People love variety but frequently fail to make their choices. Since GPars brings several concurrency paradigms to the table, we decided to build a simplified guide helping users pick the right concept for their task.
A Short Guide
---> Geometric decomposition (Parallel collections)
---> Recursive (Fork/Join)
---> Independent tasks (Parallel collections, dataflow tasks)
---> Recursively dependent tasks (Fork/Join)
---> Tasks with mutual dependencies (Composable asynchronous functions, Dataflow tasks, CSP)
---> Tasks cooperating on the same data (Stm, agents)
Streamed data decomposition
---> Pipeline (Dataflow channels and operators)
---> Event-based (Actors, Active objects)

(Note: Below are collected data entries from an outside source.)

PR #10677, opened 2026-06-29
fix(ui): remove stale task nodes when a file is re-collected

### LINKED ISSUE #10670: Bug: Removing/commenting-out a test does not update the UI sidebar tree
### Describe the bug

In the latest Vitest (v4.1.9) when I delete or comment-out a failing test, it sometimes remains listed in red in the UI sidebar, despite all tests passing in the console. I would expect the entry to disappear.

### Reproduction

Here is a Stackblitz: https://stackblitz.com/edit/vitest-dev-vitest-ytmcjdwe?file=test%2Fbasic.test.ts

1. On initial load all tests pass
2. Uncomment the "FAILING TEST" line at the bottom on `basic.test.ts`, the test will fail
3. Comment out the line again, tests pass in the console, but the "FAILING TEST" entry remains in the UI sidebar

Clicking "Re-run all tests" does *not* fix the issue, it still persists.

Hitting "Refresh" in the browser UI seems to update the sidebar correctly. This is a temporary workaround.

<details><summary><h3>System Info</h3></summary>

```shell
System:
    OS: Linux 5.0 undefined
    Memory: 0 Bytes / 0 Bytes
    Shell: 1.0 - /bin/jsh
  Binaries:
    Node: 22.22.3 - /usr/local/bin/node
  npmPackages:
    @vitest/ui: latest => 4.1.9 
    vite: latest => 8.1.0 
    vitest: latest => 4.1.9
```

</details>

### Used Package Manager

npm

### Validations

eldardada:
### Description

When a test is removed or commented out, the file is re-collected with fewer tasks. The sidebar tree only ever added or updated nodes while collecting; it never dropped the ones that were gone, so the orphaned entry stayed in the explorer (often still showing red) until a full page reload. Re-running all tests does not help, because the rerun goes through the same collect path. This matches the report in #10670.

`createOrUpdateFileNode` (when `collect` is set) and `createOrUpdateNode` (when `createAll` is set) rebuild a file or suite subtree from the collected tasks, but they only walked the incoming list, so any tracked child missing from it was left behind. This change reconciles the tracked children against the collected tasks after each subtree rebuild and removes any node, along with its descendants, that no longer exists.

The summary counts were already correct because they come from the live task tree rather than the UI nodes, which is why the console showed the right totals while the sidebar did not.

Resolves #10670

### Tests

Added `packages/ui/client/composables/explorer/tree.spec.ts`. It collects a file containing a suite, re-collects it after a test is deleted, and checks that the orphaned node is dropped, that a removed suite takes its children with it, and that untouched and newly added tasks stay. The two removal cases fail on `main` and pass with this change.

I went with a unit test rather than a browser e2e because the report is intermittent ("sometimes remains"), so an e2e around the watch rerun would be timing-dependent, while the reconciliation itself is deterministic.

### Documentation
- [ ] No user-facing API changes, so no documentation update is needed.

### Changesets

### DIFF
--- a/packages/ui/client/composables/explorer/tree.spec.ts
+++ b/packages/ui/client/composables/explorer/tree.spec.ts
@@ -1,0 +1,162 @@
+import type { RunnerTask, RunnerTestFile } from 'vitest'
+import type { FileTreeNode, SuiteTreeNode } from '~/composables/explorer/types'
+import { beforeEach, describe, expect, it } from 'vitest'
+import { explorerTree } from '~/composables/explorer'
+import { createOrUpdateFileNode } from '~/composables/explorer/utils'
+
+interface TestSpec {
+  id: string
+  name: string
+  state?: 'pass' | 'fail'
+}
+
+interface SuiteSpec {
+  id: string
+  name: string
+  children: TestSpec[]
+}
+
+function buildTest(spec: TestSpec, file: RunnerTestFile): RunnerTask {
+  // a test task must not own a `tasks` property, otherwise it is treated as a suite
+  return {
+    id: spec.id,
+    name: spec.name,
+    type: 'test',
+    mode: 'run',
+    file,
+    result: spec.state ? { state: spec.state } : undefined,
+  } as unknown as RunnerTask
+}
+
+function buildSuite(spec: SuiteSpec, file: RunnerTestFile): RunnerTask {
+  return {
+    id: spec.id,
+    name: spec.name,
+    type: 'suite',
+    mode: 'run',
+    file,
+    tasks: spec.children.map(child => buildTest(child, file)),
+  } as unknown as RunnerTask
+}
+
+function buildFile(tasks: Array<TestSpec | SuiteSpec>): RunnerTestFile {
+  const file = {
+    id: 'file-1',
+    name: 'sample.test.ts',
+    type: 'suite',
+    mode: 'run',
+    meta: {},
+    filepath: '/sample.test.ts',
+    projectName: '',
+    result: { state: 'fail' },
+    tasks: [],
+  } as unknown as RunnerTestFile
+
+  file.tasks = tasks.map(task =>
+    'children' in task ? buildSuite(task, file) : buildTest(task, file),
+  )
+
+  return file
+}
+
+function fileNode() {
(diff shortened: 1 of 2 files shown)


eldardada:
The two red jobs look unrelated to this change.

`Browsers: windows-latest` failed in `hooks-timeout.test.ts` with sub-400ms `locator.click` timeouts across chromium, firefox and webkit, while the same browser suite passed on `macos-latest`. `Test: vite@7, macos` failed in `test/watch/reporter-failed.test.ts` (timeout waiting for the `RERUN` line) and `test/oxc.test.ts` (an "Unknown session id" error).

This PR only touches the UI explorer tree under `packages/ui/client`, which is loaded only with `--ui`, so none of those tests run the changed code. Looks like timing/infra flakiness. Happy to rebase if a re-run would help.

SimonEast:
Thanks for working on a fix @eldardada. I don't think I was able to tag you in the original issue (https://github.com/vitest-dev/vitest/issues/10670#issuecomment-4864520743), so I'll repost my comment again here:

I also noticed today that *deleting* a test file triggers the same issue, except it's even worse – it doesn't get removed after a browser refresh. You have to fully restart Vitest in order to get it to pickup the deleted test file. 

Same issue occurs on test file rename, except that you end up with two copies showing in the left pane (one is stale).

Does your fix handle those two scenarios too?

eldardada:
Good catch. Those are a different path from what this PR touches, so I opened a separate one for them: #10702. This PR only reconciles tasks inside a file that gets re-collected, like a test you comment out. Deleting or renaming the whole file never reached the UI at all, because the file node lives at the tree root and the watcher's removal event wasn't forwarded over the websocket. #10702 forwards that event and drops the stale file node, and since a rename is really a delete of the old path plus a collect of the new one, it clears the duplicate too

SimonEast:
Thank you! Really appreciate your work! 😊👏

packages/ui/client/composables/explorer/tree.spec.ts
hi-ogawa, line 1: Can you remove unit test and add e2e in test/ui instead?

hi-ogawa (changes requested):

PR #10683, opened 2026-06-30
ci: speed up the ci by parallelising and deduplicating tests

sheremet-va:
- Removing `--with-deps` should speed up our Windows tests since the deps are not used by us
- Merging cached with normal tests should remove duplicate jobs
- enabling parallelism should speed up e2e suite (spawned tests still use `maxWorkers: 1`)
- splitting vite7 jobs into two should make the time it takes to runs tests more equal across jobs
- only running pnpm trust check once during lint
- skipped installing docs dependencies that pulled in `sharp` (~12s)


hi-ogawa (approved):
Nice!

AriPerkkio (approved):
> Removing `--with-deps` should speed up our Windows tests since the deps are not used by us

If I remember correctly, on Linux these are also only needed when running `firefox` or `webkit`. So if we don't run any of those browsers, or move them to separate CI job, there's some more optimization opportunities left. 

Also Github Actions might have [some Chrome installed already](https://github.com/web-infra-dev/rstest/commit/16b2e8ef26353460a7681b4e151c0b232c47c430#diff-82a43d8a19c7cf8dbbfa74d160ef5dfc17a923d46b728f77bc2cb0a014815d4c), so whole `playwright install` could be skipped.

sheremet-va:
> > Removing `--with-deps` should speed up our Windows tests since the deps are not used by us
> 
> If I remember correctly, on Linux these are also only needed when running `firefox` or `webkit`. So if we don't run any of those browsers, or move them to separate CI job, there's some more optimization opportunities left.
> 
> Also Github Actions might have [some Chrome installed already](https://github.com/web-infra-dev/rstest/commit/16b2e8ef26353460a7681b4e151c0b232c47c430#diff-82a43d8a19c7cf8dbbfa74d160ef5dfc17a923d46b728f77bc2cb0a014815d4c), so whole `playwright install` could be skipped.

We are running all the browsers, so there is no opportunity to improve here left anymore. And linux is fast anyway 😄

sheremet-va:
This PR improves the overall times by just a few minutes because the windows job is pretty slow. We need structural changes to lower the times.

Whenever you come across a collection that takes a while to process, consider using parallel collection methods. Although enabling collections for parallel processing imposes overhead, it frequently outweights the ineffectiveness of sequential processing. GPars gives you two options here:
- GParsPool, which leverages the efficient Fork/Join algorithm using a Fork/Join thread pool
- GParsExecutorsPool, which builds on plain old Java 5 executors
The parallel collection methods, such as eachParallel, findAllParallel, etc., discussed above provide an easy migration path from sequential to concurrent code. However, when chaining multiple collection-processing methods it is more effective to use the map/reduce principle instead. Use GParsPool-based map/reduce operations to avoid the overhead of creating and destroying parallel collection for each parallel method in the chain. The conversion will be done only once - during the call to retrieve the parallel property of a collection. Since then the parallel tree-like data structure will be reused by all subsequent calls. The map/reduce approach should be preferred for chained parallel method calls.
Trees or hierarchies are naturally parallel data structures. Fork/Join algorithms process hierarchical data or problems concurrently. Use GParsPool and its Fork/Join convenience layer was designed to created Fork/Join calculations easily.
Long-lasting calculations can be run in the background with very little syntactic and performance overhead. Use asynchronous functions within either GParsPool or GParsExecutorsPool
- callAsync() to invoke a closure asynchronously
- asyncFun() to create an asynchronous closure out of the original one.
- Asynchronous closures can then be combined just like the original sequential ones
Use dataflow channels and operators to build networks of independent, asynchronous elements , event-driven calculations that process data. Dataflow networks are typically used for data or image processing, data mining or computer simulations.
Use DataflowVariables with the thread-safe single-write multiple-read semantics. They ensure the reader cannot continue before a value is safely written to the variable by another thread. Also, they allow for callbacks to be registered and invoked as soon as a value gets bound.
Splitting algorithms explicitly into independent
asynchronous objects with direct addressing
Use Actors in one of its many flavors. This is exactly their domain - independent active objects exchanging messages asynchronously.
Wrapping actors with a POJO facade
Active Objects offer OO interface to actors. You get POJOs, whose methods are asynchronous and whose state is protected under the same guarantees as with actors.
Splitting algorithms explicitly into independent concurrent processes
with indirect addressing
Use Dataflow tasks/processes communicating through dataflow channels or Groovy CSP. Unlike with actors Actors, you get deterministic behavior allowing for re-use and composability. Additionally, you may also combine asynchronous and synchronous communication channels to limit the number of unprocessed messages in the network. The ability to address parties indirectly through channels loosens the coupling between components of the algorithm and makes tasks such as load-balancing or broadcasting easier to implement.